» **Problem**:
Your output must be the line containing "I was mostly" followed by every later line in the entries below, all copied exactly.

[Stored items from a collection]
Issue #2376, opened 2016-05-25
"Run Keyword And Ignore Error" does not ignore timeout errors


dimanhsb:
Hello,

Consider the following code:

```
*** Test Cases ***
TC
    Run Keyword And Ignore Error  kw
    Log to console  b

*** Keywords ***
kw
    [timeout]  1s
    Log To Console  a
    Sleep  2s

```

The keyword `Log to console  b` is not executed, and the TC is failed. Is there a way around this limitation?

dimanhsb:
I did edit the errors.py in my local installation, the dont_continue function, in order to not fail on timeouts, but I was wondering if a "soft timeout" feature or a command line switch should be added.

pekkaklarck:
Errors caused by timeouts not being caught by this keyword is a [documented feature](http://robotframework.org/robotframework/latest/libraries/BuiltIn.html#Run%20Keyword%20And%20Ignore%20Error) that cannot be changed. If someone wants to implement a separate keyword `Run Keyword And Ignore Timeout` it can be added.

dimanhsb:
I was mostly considering a `Run Keyword And Continue On Timeout` feature, as I want to capture the failure (or maybe both)

pekkaklarck:
What would be the semantics of this keyword? Continue execution but in the end fail anyway?

dimanhsb:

» **Exercise answer**:
I was mostly considering a `Run Keyword And Continue On Timeout` feature, as I want to capture the failure (or maybe both)

pekkaklarck:
What would be the semantics of this keyword? Continue execution but in the end fail anyway?

dimanhsb:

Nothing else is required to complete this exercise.